Repeat every record exactly.
[Opening Records to use section]
PR #351, opened 2022-08-26
Correctly set `scriptHashSubscriptions` when (re)connecting

pm47:
The field `WatcherRunning.scriptHashSubscriptions`, which keeps track of existing subscriptions in order to not put duplicate watchers, isn't set when transitioning from `WatcherDisconnected`->`WatcherRunning`.

Note: to reproduce the bug in tests I had to increase the visibility of a some classes.

### DIFF
--- a/src/commonMain/kotlin/fr/acinq/lightning/blockchain/electrum/ElectrumWatcher.kt
+++ b/src/commonMain/kotlin/fr/acinq/lightning/blockchain/electrum/ElectrumWatcher.kt
@@ -62,7 +62,7 @@ private data class BroadcastTxAction(val tx: Transaction) : WatcherAction()
  * +----------+         +-----+
  *
  */
-private sealed class WatcherState {
+internal sealed class WatcherState {
     abstract fun process(event: WatcherEvent): Pair<WatcherState, List<WatcherAction>>
 }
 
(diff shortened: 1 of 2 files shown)


src/commonMain/kotlin/fr/acinq/lightning/blockchain/electrum/ElectrumWatcher.kt
```diff
@@ -82,17 +82,18 @@ private data class WatcherDisconnected(
...
                             publishQueue.forEach { add(PublishAsapAction(it.tx)) }
                             getTxQueue.forEach { add(AskForTransaction(it.txid, it.channelId)) }
                         }
+                        state = WatcherRunning(
+                            height = message.height,
+                            tip = message.header,
+                            block2tx = block2tx,
+                            watches = watches,
+                            scriptHashSubscriptions = actions.filterIsInstance<RegisterToScriptHashNotification>().map { it.scriptHash }.toSet()
+                        )
```
pm47, line 96: Is it safe to change the order of `actions` and `state` within `newState`?

sstone: Yes it is (`newState` creates a `builder` initialized with `actions` and `states` and then calls its `build()` method)

sstone (approved):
[Closing Records to use section]
_Completed task:_
PR #351, opened 2022-08-26
Correctly set `scriptHashSubscriptions` when (re)connecting

pm47:
The field `WatcherRunning.scriptHashSubscriptions`, which keeps track of existing subscriptions in order to not put duplicate watchers, isn't set when transitioning from `WatcherDisconnected`->`WatcherRunning`.

Note: to reproduce the bug in tests I had to increase the visibility of a some classes.

### DIFF
--- a/src/commonMain/kotlin/fr/acinq/lightning/blockchain/electrum/ElectrumWatcher.kt
+++ b/src/commonMain/kotlin/fr/acinq/lightning/blockchain/electrum/ElectrumWatcher.kt
@@ -62,7 +62,7 @@ private data class BroadcastTxAction(val tx: Transaction) : WatcherAction()
  * +----------+         +-----+
  *
  */
-private sealed class WatcherState {
+internal sealed class WatcherState {
     abstract fun process(event: WatcherEvent): Pair<WatcherState, List<WatcherAction>>
 }
 
(diff shortened: 1 of 2 files shown)


src/commonMain/kotlin/fr/acinq/lightning/blockchain/electrum/ElectrumWatcher.kt
```diff
@@ -82,17 +82,18 @@ private data class WatcherDisconnected(
...
                             publishQueue.forEach { add(PublishAsapAction(it.tx)) }
                             getTxQueue.forEach { add(AskForTransaction(it.txid, it.channelId)) }
                         }
+                        state = WatcherRunning(
+                            height = message.height,
+                            tip = message.header,
+                            block2tx = block2tx,
+                            watches = watches,
+                            scriptHashSubscriptions = actions.filterIsInstance<RegisterToScriptHashNotification>().map { it.scriptHash }.toSet()
+                        )
```
pm47, line 96: Is it safe to change the order of `actions` and `state` within `newState`?

sstone: Yes it is (`newState` creates a `builder` initialized with `actions` and `states` and then calls its `build()` method)

sstone (approved):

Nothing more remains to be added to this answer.